* [EXTRACTED DATA]
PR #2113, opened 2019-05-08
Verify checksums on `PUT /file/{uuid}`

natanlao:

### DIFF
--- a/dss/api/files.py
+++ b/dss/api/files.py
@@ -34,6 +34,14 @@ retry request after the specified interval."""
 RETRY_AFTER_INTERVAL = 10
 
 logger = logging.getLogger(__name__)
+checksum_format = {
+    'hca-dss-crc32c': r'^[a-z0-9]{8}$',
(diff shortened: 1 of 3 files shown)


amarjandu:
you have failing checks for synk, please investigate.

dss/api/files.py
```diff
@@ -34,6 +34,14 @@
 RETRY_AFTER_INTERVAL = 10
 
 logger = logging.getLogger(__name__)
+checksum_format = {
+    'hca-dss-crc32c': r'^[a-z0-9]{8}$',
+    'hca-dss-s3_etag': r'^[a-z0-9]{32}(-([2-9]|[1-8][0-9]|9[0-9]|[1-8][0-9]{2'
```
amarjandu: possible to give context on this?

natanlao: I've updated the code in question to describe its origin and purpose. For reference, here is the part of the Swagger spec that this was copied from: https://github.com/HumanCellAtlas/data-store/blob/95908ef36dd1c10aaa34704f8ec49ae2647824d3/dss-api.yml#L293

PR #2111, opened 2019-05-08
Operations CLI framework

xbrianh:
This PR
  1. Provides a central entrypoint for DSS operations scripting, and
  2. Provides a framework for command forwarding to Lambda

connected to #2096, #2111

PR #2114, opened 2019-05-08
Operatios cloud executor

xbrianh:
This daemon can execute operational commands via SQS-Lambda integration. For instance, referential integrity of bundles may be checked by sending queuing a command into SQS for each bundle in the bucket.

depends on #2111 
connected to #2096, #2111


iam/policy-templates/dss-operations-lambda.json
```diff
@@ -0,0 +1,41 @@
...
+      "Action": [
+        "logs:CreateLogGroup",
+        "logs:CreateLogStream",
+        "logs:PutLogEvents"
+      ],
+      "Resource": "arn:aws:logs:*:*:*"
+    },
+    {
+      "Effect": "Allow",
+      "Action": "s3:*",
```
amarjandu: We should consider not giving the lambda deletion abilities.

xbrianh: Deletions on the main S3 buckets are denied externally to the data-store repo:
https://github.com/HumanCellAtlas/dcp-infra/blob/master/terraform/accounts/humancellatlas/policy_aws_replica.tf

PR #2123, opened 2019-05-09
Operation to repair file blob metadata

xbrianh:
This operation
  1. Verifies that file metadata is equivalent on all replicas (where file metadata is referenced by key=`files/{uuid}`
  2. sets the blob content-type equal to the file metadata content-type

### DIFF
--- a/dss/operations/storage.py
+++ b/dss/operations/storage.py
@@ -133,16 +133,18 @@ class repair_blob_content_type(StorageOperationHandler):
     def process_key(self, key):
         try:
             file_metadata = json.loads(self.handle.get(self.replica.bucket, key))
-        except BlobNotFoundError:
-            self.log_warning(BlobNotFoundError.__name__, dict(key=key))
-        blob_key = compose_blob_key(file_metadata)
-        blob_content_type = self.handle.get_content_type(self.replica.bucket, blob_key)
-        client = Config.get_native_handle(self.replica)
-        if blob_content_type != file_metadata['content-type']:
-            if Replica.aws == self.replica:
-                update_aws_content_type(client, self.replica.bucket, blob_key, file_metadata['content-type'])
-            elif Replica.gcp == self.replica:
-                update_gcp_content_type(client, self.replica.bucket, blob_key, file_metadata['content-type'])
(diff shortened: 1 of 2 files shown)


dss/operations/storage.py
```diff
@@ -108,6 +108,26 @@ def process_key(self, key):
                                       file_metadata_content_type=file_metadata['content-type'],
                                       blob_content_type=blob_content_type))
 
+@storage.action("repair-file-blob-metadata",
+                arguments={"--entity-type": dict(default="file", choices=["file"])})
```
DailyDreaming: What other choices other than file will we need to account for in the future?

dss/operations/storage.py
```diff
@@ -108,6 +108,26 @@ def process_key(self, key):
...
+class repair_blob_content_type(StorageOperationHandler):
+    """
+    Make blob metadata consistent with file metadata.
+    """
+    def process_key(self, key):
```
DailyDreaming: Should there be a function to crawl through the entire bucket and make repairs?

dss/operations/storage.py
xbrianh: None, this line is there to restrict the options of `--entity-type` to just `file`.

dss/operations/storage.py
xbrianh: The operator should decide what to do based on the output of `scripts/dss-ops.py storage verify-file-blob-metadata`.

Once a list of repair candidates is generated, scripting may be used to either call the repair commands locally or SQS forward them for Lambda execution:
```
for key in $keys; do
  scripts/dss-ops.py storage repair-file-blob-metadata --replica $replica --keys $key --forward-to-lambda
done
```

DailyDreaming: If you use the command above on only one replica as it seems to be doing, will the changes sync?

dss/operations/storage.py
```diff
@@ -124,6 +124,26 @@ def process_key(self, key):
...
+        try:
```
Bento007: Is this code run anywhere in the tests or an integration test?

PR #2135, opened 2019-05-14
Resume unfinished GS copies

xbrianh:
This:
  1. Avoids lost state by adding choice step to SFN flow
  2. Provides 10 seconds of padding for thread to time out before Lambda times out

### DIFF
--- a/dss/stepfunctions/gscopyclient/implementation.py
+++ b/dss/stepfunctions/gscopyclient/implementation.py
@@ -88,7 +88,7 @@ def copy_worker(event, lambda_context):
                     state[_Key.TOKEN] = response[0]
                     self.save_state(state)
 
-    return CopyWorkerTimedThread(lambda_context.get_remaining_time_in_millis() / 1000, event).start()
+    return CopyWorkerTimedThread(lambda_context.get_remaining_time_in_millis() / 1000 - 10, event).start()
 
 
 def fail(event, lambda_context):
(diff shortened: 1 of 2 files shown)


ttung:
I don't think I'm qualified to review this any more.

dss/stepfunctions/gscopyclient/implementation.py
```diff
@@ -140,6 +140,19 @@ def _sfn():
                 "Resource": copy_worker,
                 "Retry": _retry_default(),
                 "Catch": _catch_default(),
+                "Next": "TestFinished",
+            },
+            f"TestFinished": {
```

* [TASK REQUIREMENTS] Set down the whole listing again. Keep every word as it is.

* [EXPECTED OUTPUT]
PR #2113, opened 2019-05-08
Verify checksums on `PUT /file/{uuid}`

natanlao:

### DIFF
--- a/dss/api/files.py
+++ b/dss/api/files.py
@@ -34,6 +34,14 @@ retry request after the specified interval."""
 RETRY_AFTER_INTERVAL = 10
 
 logger = logging.getLogger(__name__)
+checksum_format = {
+    'hca-dss-crc32c': r'^[a-z0-9]{8}$',
(diff shortened: 1 of 3 files shown)


amarjandu:
you have failing checks for synk, please investigate.

dss/api/files.py
```diff
@@ -34,6 +34,14 @@
 RETRY_AFTER_INTERVAL = 10
 
 logger = logging.getLogger(__name__)
+checksum_format = {
+    'hca-dss-crc32c': r'^[a-z0-9]{8}$',
+    'hca-dss-s3_etag': r'^[a-z0-9]{32}(-([2-9]|[1-8][0-9]|9[0-9]|[1-8][0-9]{2'
```
amarjandu: possible to give context on this?

natanlao: I've updated the code in question to describe its origin and purpose. For reference, here is the part of the Swagger spec that this was copied from: https://github.com/HumanCellAtlas/data-store/blob/95908ef36dd1c10aaa34704f8ec49ae2647824d3/dss-api.yml#L293

PR #2111, opened 2019-05-08
Operations CLI framework

xbrianh:
This PR
  1. Provides a central entrypoint for DSS operations scripting, and
  2. Provides a framework for command forwarding to Lambda

connected to #2096, #2111

PR #2114, opened 2019-05-08
Operatios cloud executor

xbrianh:
This daemon can execute operational commands via SQS-Lambda integration. For instance, referential integrity of bundles may be checked by sending queuing a command into SQS for each bundle in the bucket.

depends on #2111 
connected to #2096, #2111


iam/policy-templates/dss-operations-lambda.json
```diff
@@ -0,0 +1,41 @@
...
+      "Action": [
+        "logs:CreateLogGroup",
+        "logs:CreateLogStream",
+        "logs:PutLogEvents"
+      ],
+      "Resource": "arn:aws:logs:*:*:*"
+    },
+    {
+      "Effect": "Allow",
+      "Action": "s3:*",
```
amarjandu: We should consider not giving the lambda deletion abilities.

xbrianh: Deletions on the main S3 buckets are denied externally to the data-store repo:
https://github.com/HumanCellAtlas/dcp-infra/blob/master/terraform/accounts/humancellatlas/policy_aws_replica.tf

PR #2123, opened 2019-05-09
Operation to repair file blob metadata

xbrianh:
This operation
  1. Verifies that file metadata is equivalent on all replicas (where file metadata is referenced by key=`files/{uuid}`
  2. sets the blob content-type equal to the file metadata content-type

### DIFF
--- a/dss/operations/storage.py
+++ b/dss/operations/storage.py
@@ -133,16 +133,18 @@ class repair_blob_content_type(StorageOperationHandler):
     def process_key(self, key):
         try:
             file_metadata = json.loads(self.handle.get(self.replica.bucket, key))
-        except BlobNotFoundError:
-            self.log_warning(BlobNotFoundError.__name__, dict(key=key))
-        blob_key = compose_blob_key(file_metadata)
-        blob_content_type = self.handle.get_content_type(self.replica.bucket, blob_key)
-        client = Config.get_native_handle(self.replica)
-        if blob_content_type != file_metadata['content-type']:
-            if Replica.aws == self.replica:
-                update_aws_content_type(client, self.replica.bucket, blob_key, file_metadata['content-type'])
-            elif Replica.gcp == self.replica:
-                update_gcp_content_type(client, self.replica.bucket, blob_key, file_metadata['content-type'])
(diff shortened: 1 of 2 files shown)


dss/operations/storage.py
```diff
@@ -108,6 +108,26 @@ def process_key(self, key):
                                       file_metadata_content_type=file_metadata['content-type'],
                                       blob_content_type=blob_content_type))
 
+@storage.action("repair-file-blob-metadata",
+                arguments={"--entity-type": dict(default="file", choices=["file"])})
```
DailyDreaming: What other choices other than file will we need to account for in the future?

dss/operations/storage.py
```diff
@@ -108,6 +108,26 @@ def process_key(self, key):
...
+class repair_blob_content_type(StorageOperationHandler):
+    """
+    Make blob metadata consistent with file metadata.
+    """
+    def process_key(self, key):
```
DailyDreaming: Should there be a function to crawl through the entire bucket and make repairs?

dss/operations/storage.py
xbrianh: None, this line is there to restrict the options of `--entity-type` to just `file`.

dss/operations/storage.py
xbrianh: The operator should decide what to do based on the output of `scripts/dss-ops.py storage verify-file-blob-metadata`.

Once a list of repair candidates is generated, scripting may be used to either call the repair commands locally or SQS forward them for Lambda execution:
```
for key in $keys; do
  scripts/dss-ops.py storage repair-file-blob-metadata --replica $replica --keys $key --forward-to-lambda
done
```

DailyDreaming: If you use the command above on only one replica as it seems to be doing, will the changes sync?

dss/operations/storage.py
```diff
@@ -124,6 +124,26 @@ def process_key(self, key):
...
+        try:
```
Bento007: Is this code run anywhere in the tests or an integration test?

PR #2135, opened 2019-05-14
Resume unfinished GS copies

xbrianh:
This:
  1. Avoids lost state by adding choice step to SFN flow
  2. Provides 10 seconds of padding for thread to time out before Lambda times out

### DIFF
--- a/dss/stepfunctions/gscopyclient/implementation.py
+++ b/dss/stepfunctions/gscopyclient/implementation.py
@@ -88,7 +88,7 @@ def copy_worker(event, lambda_context):
                     state[_Key.TOKEN] = response[0]
                     self.save_state(state)
 
-    return CopyWorkerTimedThread(lambda_context.get_remaining_time_in_millis() / 1000, event).start()
+    return CopyWorkerTimedThread(lambda_context.get_remaining_time_in_millis() / 1000 - 10, event).start()
 
 
 def fail(event, lambda_context):
(diff shortened: 1 of 2 files shown)


ttung:
I don't think I'm qualified to review this any more.

dss/stepfunctions/gscopyclient/implementation.py
```diff
@@ -140,6 +140,19 @@ def _sfn():
                 "Resource": copy_worker,
                 "Retry": _retry_default(),
                 "Catch": _catch_default(),
+                "Next": "TestFinished",
+            },
+            f"TestFinished": {
```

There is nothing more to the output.